Here, the defendants established, prima facie, that they did not owe a special duty of care to the plaintiff (see Koyko v City of New York, 189 A.D.3d at 812; Morgan-Word v New York City Dept. of Educ., 161 A.D.3d at 1068; Destefano v City of New York, 149 A.D.3d at 698). The defendants' submissions demonstrated that they did not voluntarily assume a duty toward the plaintiff. The defendants did not make any promises to the plaintiff or take any actions regarding security protocols in the school that amounted to an affirmative undertaking of protection by them on her behalf, nor could the plaintiff have justifiably relied on any such actions (see Vitale v City of New York, 60 N.Y.2d at 863; Wilson v New York City Board of Education, 167 A.D.3d at 821; Morgan-Word v New York City Dept. of Educ., 161 A.D.3d at 1068). Notably, the plaintiff testified at her deposition that she had no reason to fear the student who allegedly assaulted her. The plaintiff also testified that, prior to the incident, the student had never made any threats toward her and she never asked the school to provide her with protection from the student. Moreover, the defendants did not take positive direction and control in the face of a known, blatant, and dangerous safety violation (see Sutton v City of New York, 119 A.D.3d 851, 852-853).
In opposition, the plaintiff failed to raise a triable issue of fact.

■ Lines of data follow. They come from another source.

PR #4752, opened 2019-12-18
Replace outdated Fortran tmbundle with Atom definition

ararslan:
The TextMate bundle for Fortran appears not to be maintained and does not seem to support modern, free-source Fortran. (Or if it does, its definitions are not being applied appropriately on GitHub, as all Fortran files show up as though they're fixed source.) This change swaps out the TextMate definition for David Parkinson's Atom definition, which supports both fixed- and free-source.

## Checklist:

  - Old: https://github.com/antoine-levitt/ACCQUAREL/blob/master/src/basis.f90
  - New: https://github-lightshow.herokuapp.com/?utf8=%E2%9C%93&scope=from-url&grammar_format=cson&grammar_url=https%3A%2F%2Fgithub.com%2Fdparkins%2Flanguage-fortran%2Fblob%2Fmaster%2Fgrammars%2Ffortran%2520-%2520free%2520form.cson&grammar_text=&code_source=from-url&code_url=https%3A%2F%2Fgithub.com%2Fantoine-levitt%2FACCQUAREL%2Fblob%2Fmaster%2Fsrc%2Fbasis.f90&code=

### DIFF
--- a/.gitmodules
+++ b/.gitmodules
@@ -377,9 +377,6 @@
 [submodule "vendor/grammars/forth"]
 	path = vendor/grammars/forth
 	url = https://github.com/textmate/forth.tmbundle
-[submodule "vendor/grammars/fortran.tmbundle"]
-	path = vendor/grammars/fortran.tmbundle
-	url = https://github.com/textmate/fortran.tmbundle
 [submodule "vendor/grammars/gap-tmbundle"]
 	path = vendor/grammars/gap-tmbundle
 	url = https://github.com/dhowden/gap-tmbundle
@@ -1022,3 +1019,6 @@
 [submodule "vendor/grammars/zephir-sublime"]
 	path = vendor/grammars/zephir-sublime
 	url = https://github.com/phalcon/zephir-sublime
+[submodule "vendor/grammars/language-fortran"]
+	path = vendor/grammars/language-fortran
+	url = https://github.com/dparkins/language-fortran
--- a/grammars.yml
+++ b/grammars.yml
@@ -316,9 +316,6 @@ vendor/grammars/fish-tmbundle:
 - source.fish
 vendor/grammars/forth:
 - source.forth
-vendor/grammars/fortran.tmbundle:
-- source.fortran
-- source.fortran.modern
 vendor/grammars/gap-tmbundle:
 - source.gap
 vendor/grammars/gdscript:
@@ -452,6 +449,12 @@ vendor/grammars/language-fontforge:
 - source.opentype
 - source.xlfd
 - text.sfd
+vendor/grammars/language-fortran:
+- source.fortran.fixed
+- source.fortran.free
+- source.fortran.modern
+- source.fortran.preprocessor
+- source.fortran.punchcard
 vendor/grammars/language-gf:
 - source.gf
 vendor/grammars/language-gfm:


ararslan:
Actually, something is off with how I set things up, probably because the local thing failed due to a missing Gem and I tried to finish it off by hand. But really it seems the problem is not related to the grammar but rather with how the `tm_scope` is applied: it should be different based on the file extension.

grammars.yml
```diff
@@ -316,9 +316,6 @@ vendor/grammars/fish-tmbundle:
 - source.fish
 vendor/grammars/forth:
 - source.forth
-vendor/grammars/fortran.tmbundle:
-- source.fortran
```
pchaigno: It looks like the new grammar doesn't have this scope name, so you need to update `languages.yml` to point to the appropriate new scope name.

ararslan:
@pchaigno, is it possible to say that for file extensions .f, .f77, and .for, the `tm_scope` is `source.fortran`, and for .f90, .f08, ... it's `source.fortran.modern`? I think that's the root of the issue here.

.gitmodules
```diff
@@ -1022,3 +1019,6 @@
 [submodule "vendor/grammars/zephir-sublime"]
 	path = vendor/grammars/zephir-sublime
 	url = https://github.com/phalcon/zephir-sublime
+[submodule "vendor/grammars/language-fortran"]
```
pchaigno: Did you add this manually? There's a script to switch grammars, please see [*Changing the source of a syntax highlighting grammar*](https://github.com/github/linguist/blob/master/CONTRIBUTING.md#changing-the-source-of-a-syntax-highlighting-grammar).

ararslan: I did use the script, but it failed partway through, so I tried to finish off the changes by hand. It seems they're incomplete.

ararslan:
```
$ script/add-grammar --replace fortran.tmbundle https://github.com/dparkins/language-fortran
Checking docker is installed and running
$ docker ps
Deregistering: vendor/grammars/fortran.tmbundle
$ git submodule deinit vendor/grammars/fortran.tmbundle
$ git rm -rf vendor/grammars/fortran.tmbundle
$ script/grammar-compiler update -f
Registering new submodule: vendor/grammars/language-fortran
$ git submodule add -f https://github.com/dparkins/language-fortran vendor/grammars/language-fortran
$ script/grammar-compiler add vendor/grammars/language-fortran
Confirming license
$ script/licensed
  > /Library/Ruby/Site/2.3.0/bundler/resolver.rb:287:in `block in verify_gemfile_dependencies_are_found!': Could not find gem 'rake-compiler (~> 0.9)' in any of the gem sources listed in your Gemfile. (Bundler::GemNotFound)
  > 	from /Library/Ruby/Site/2.3.0/bundler/resolver.rb:255:in `each'
  > 	from /Library/Ruby/Site/2.3.0/bundler/resolver.rb:255:in `verify_gemfile_dependencies_are_found!'
  > 	from /Library/Ruby/Site/2.3.0/bundler/resolver.rb:49:in `start'
  > 	from /Library/Ruby/Site/2.3.0/bundler/resolver.rb:22:in `resolve'
  > 	from /Library/Ruby/Site/2.3.0/bundler/definition.rb:258:in `resolve'
  > 	from /Library/Ruby/Site/2.3.0/bundler/definition.rb:170:in `specs'
  > 	from /Library/Ruby/Site/2.3.0/bundler/definition.rb:237:in `specs_for'
  > 	from /Library/Ruby/Site/2.3.0/bundler/definition.rb:226:in `requested_specs'
  > 	from /Library/Ruby/Site/2.3.0/bundler/runtime.rb:108:in `block in definition_method'
  > 	from /Library/Ruby/Site/2.3.0/bundler/runtime.rb:20:in `setup'
  > 	from /Library/Ruby/Site/2.3.0/bundler.rb:107:in `setup'
  > 	from /Library/Ruby/Site/2.3.0/bundler/setup.rb:20:in `<top (required)>'
  > 	from /Library/Ruby/Site/2.3.0/rubygems/core_ext/kernel_require.rb:54:in `require'
  > 	from /Library/Ruby/Site/2.3.0/rubygems/core_ext/kernel_require.rb:54:in `require'
  > 	from script/licensed:3:in `<main>'
Command failed. Aborting.
```
Notably the license was not updated.

ararslan:
I'm going to close this, since it's incomplete and the issue is actually elsewhere.

pchaigno:
> @pchaigno, is it possible to say that for file extensions .f, .f77, and .for, the `tm_scope` is `source.fortran`, and for .f90, .f08, ... it's `source.fortran.modern`? I think that's the root of the issue here.

Yes, you can break the language entry in two in `languages.yml`. One will be Fortran and the other a dialect for instance. Then you set `group: Fortran` for the dialect. This way, the dialect can have its own grammar but it will appear as Fortran in statistics, searches, etc.

This is not the only issue though. It looks like you switched the grammar manually, which is not a good idea when it comes to Linguist. We have scripts to do that because there's a bunch of things to update.

ararslan:
I've done as you suggest in #4753 but I'll need some help with it if you're willing.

Since the defendants did not owe the plaintiff a special duty of care, we need not consider whether the governmental function immunity defense applies (see Brumer v City of New York, 132 A.D.3d 795, 797; Sutton v City of New York, 119 A.D.3d at 853).
Accordingly, the Supreme Court should have granted the defendants' motion for summary judgment dismissing the complaint.
IANNACCI, J.P., CHRISTOPHER, GENOVESI and WARHIT, JJ., concur.